Chicken Stock

I’ll be honest, I didn’t make my own stocks for years. I figured the store bought versions were satisfactory and I didn’t want to take the time to make stock. HOWEVER, once I learned the tricks to making a good stock, I found they can’t be compared to the store bought versions. Home stocks are rich and full of flavor and transform what you cook.


1 chicken carcass

3 carrots, peeled and diced

3 stalks celery, washed and thinly sliced including the leaves

1 medium yellow onion, diced

2 -3 cloves garlic

1 bunch of parsley, tough stems discarded and then roughly chopped.

2 bay leaves

10-15 peppercorns, whole



If I have made a roast chicken, once the meat is removed I use that carcass. Being the lazy chick I am, I will also use a store bought rotisserie chicken in a pinch. I remove the meat to use in something else and throw the carcass in a pot. I use the wings, legs, and whole body of the bird. I remove most of the skin from the breasts. This reduces the amount of fat in the final broth and I don’t have to skim chunks of the skin from the cooked stock which is a gross texture at that point (imho).

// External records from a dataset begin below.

PR #578, opened 2019-10-01
Modify TPC-C microbenchmark framework to use Catalog

mbutrovich:
When the microbenchmark was originally written we didn't have a Catalog. The Builder class allocated OIDs, and the relevant metadata and pointers were stashed in a Database object. This PR modifies the setup sequence of TPC-C to use the Catalog for OID allocation,  table and index creation, and finally transfers ownership of the tables and indexes to the Catalog. As a sanity check on the Catalog, we use the schemas and pointers returned from the Catalog and stash them in the Database object for the rest of the execution.

The workload itself is unchanged. This change was done so that we can leverage the Builder and Loader code for the future TPL implementation of TPC-C, which will need to talk to the Catalog for information about the tables and indexes.

While I was poking around the code and running tests over and over I also decided to parallelize the Loader. This should cut down on CI time a bit.


test/util/tpcc/delivery.cpp
```diff
@@ -42,7 +42,7 @@ bool Delivery::Execute(transaction::TransactionManager *const txn_manager, Datab
     const auto no_o_id = *reinterpret_cast<int32_t *>(new_order_select_tuple->AccessWithNullCheck(0));
 
     // Delete the corresponding New Order table row
-    txn->StageDelete(db->db_oid_, db->order_table_oid_, new_order_slot);
+    txn->StageDelete(db->db_oid_, db->new_order_table_oid_, new_order_slot);
```
mbutrovich: Noticed this bug last week while being confused about Delivery's performance.

mbutrovich:
I'll fix the merge conflicts in the AM.

test/include/util/tpcc/loader.h
```diff
@@ -129,229 +126,254 @@ struct Loader {
...
-        for (int32_t s_i_id = 0; s_i_id < 100000; s_i_id++) {
-          // For each row in the WAREHOUSE table:
-          // 100,000 rows in the STOCK table
-
-          // insert in table
-          auto *const stock_redo = txn->StageWrite(db->db_oid_, db->stock_table_oid_, stock_tuple_pr_initializer);
-          BuildStockTuple(s_i_id + 1, static_cast<int8_t>(w_id + 1), stock_original[s_i_id], stock_redo->Delta(),
-                          stock_tuple_pr_map, db->stock_schema_, generator);
-          const auto stock_slot = db->stock_table_->Insert(txn, stock_redo);
+      thread_pool->SubmitTask([w_id, txn_manager, db, &workers, &warehouse_tuple_pr_initializer,
```
apavlo: Gross...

In a large stock pot, place the parts of your chicken. Wash and peel the carrots (peeling is critical in making a good stock!) and dice the carrots. Wash the celery and remove the tough white bottoms but keep the leaves. Thinly slice the celery and throw it in the pot. Dice the onion and add it to the pot. Remove the tough stems from the parsley (I just chop off the stems a centimeter or two below the leaves of the bunch), chop and add it to the pot. Peel the garlic and throw in the cloves. Add the pepper corns and bay leaves. Fill the pot until the chicken and vegs are covered by about 2 inches above the biggest piece of chicken (I know this isn’t an exact measure, but since chickens vary widely in size, its better to do it this way than with a set measurement).

Cover the pot. Bring the water to a gentle boil and then reduce to a simmer. Simmer the stock for about 3 hours. Use a spoon to taste the broth. Add salt, about 1/2 tablespoon at a time until the flavor really pops for you. Turn off the heat and uncover the pot. Let it cool for about 30 minutes.

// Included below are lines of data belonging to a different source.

PR #579, opened 2019-10-02
Add `make clean` as final step of Jenkins builds

mbutrovich:
This should reduce the archived size of builds.


crd477:
LGTM.  This ought to help bigly with the disk space shortages.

Use a slotted spoon to remove the larger pieces of veg and chicken, allowing the stock to drip back into the pot before discarding the solids. Once the large pieces are removed, strain the stock into a large bowl or measuring cup using a fine mesh strainer.

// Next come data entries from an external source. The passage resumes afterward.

PR #580, opened 2019-10-03
Restructure Jenkins pipeline

### LINKED ISSUE #534: Trigger Jenkins build on successful Travis run
Right now I believe Jenkins polls for any PRs to run. Ideally we'd like Jenkins to only be triggered when Travis passes. Hopefully there are Travis triggers and Jenkins APIs to make this possible.

crd477:
Fix #534.

unflatten the pipeline by performing some quick checks, followed by all of the other time-consuming testing builds, and ending with the benchmark stage if everything else works


mbutrovich:
My only concern is that we wouldn't have a macOS build in the first `Check` stage. In fact, we wouldn't have any macOS coverage for clang-format or the other simple checks. In theory the only thing in Terrier that we've seen platform divergence on are clang-tidy, compilation, and execution, which we run across all platforms in the `Test` stage. However, on Peloton when we used older versions of clang-format (i.e.  early 3.x releases) we would see different results depending on the Linux or macOS version of the tool.

If we're not concerned with platform differences on clang-format (there shouldn't be anymore), check-censored, and check-list (it's just a Python 2 script) then I think this looks good. I am not actually concerned with macOS coverage in the `Check` stage, but just wanted to raise it for discussion.

crd477:
I overlooked "on all systems it runs" from https://github.com/cmu-db/terrier/issues/534#issuecomment-535508985.
Would it make more sense then to just keep the current structure, do check-{format,lint,censored} in the Release build stages on both platforms, and use the `parallelsAlwaysFailFast` option to abort if one of those fails?

mbutrovich:
I'm not too concerned with the wasted build effort in the `Check` stage as that will hopefully catch dumb mistakes. I still like that stage on its own.

mbutrovich:
This Jenkins pipeline now looks pretty good to me. The Check state replaces Travis, and Benchmark only gets run last if everything else is good.

@apavlo If we merge this then we can remove Travis as a required check. We're probably due for that soon since we occasionally hit the 50-minute Travis timeout just compiling the codebase. It'll only get worse as we merge more in.

pmenon:
I noticed that building the project happens both in `Check` and `Test`, but why bother? Why not just run CMake, format, lint, clang-tidy in `Check` and to the build+test in `Test`?

mbutrovich:
That's what @crd477 suggested as well, so as not to waste the build in the Check stage. We can do that but then we're basically just back to a flat Jenkins pipeline and firing off a ton of builds on potentially bad commits. `parallelsAlwaysFailFast` would at least kill those jobs, but the end result is probably a lot more short-running busted jobs in the Jenkins queue.

mbutrovich:
It's definitely redundant, but the hope was to check compilation at a smaller scale first. If we push all compilation to the `Test` stage then I think we need to enable `parallelsAlwaysFailFast` on `Test` so as not to waste a ton of capacity compiling bad builds for too long.

crd477:
OK, right  That refreshes my memory on the topic now.  Would it be alright with you if I enable `parallelsAlwaysFailFast` as part of #672 or would you prefer I do it as a separate PR?

mbutrovich:
We can enable it with #672. I expect `parallelsAlwaysFailFast` may save our Jenkins cluster with the class starting up shortly.

crd477:
Good.  I'll open a PR for the other one soon.
One of the blockers for enabling `parallelsAlwaysFailFast` was the instability of the macOS workers.  I'm pretty confident that's been addressed with the cleanup post steps and a few improvements I made to the way the VMs run.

Taste the broth and add salt and pepper as needed.

Allow the stock to cool before placing in a sealable jar.

Cook’s Notes:

If you have a large (4 c or larger) measuring cup it is easy to strain the stock into this and use the cup to then transfer the broth to mason jars.

If the water to chicken ratio turns out to be a bit much, you can return the strained broth to a clean pot and simmer uncovered to reduce for about 30 minutes to make a richer flavor.

Some cooks allow the stock to completely cool in the refrigerator and then remove the fat that solidifies and floats on the top. I find most chickens don’t produce enough fat to make this step worth while unless you are cooking for someone avoid fat for health reasons.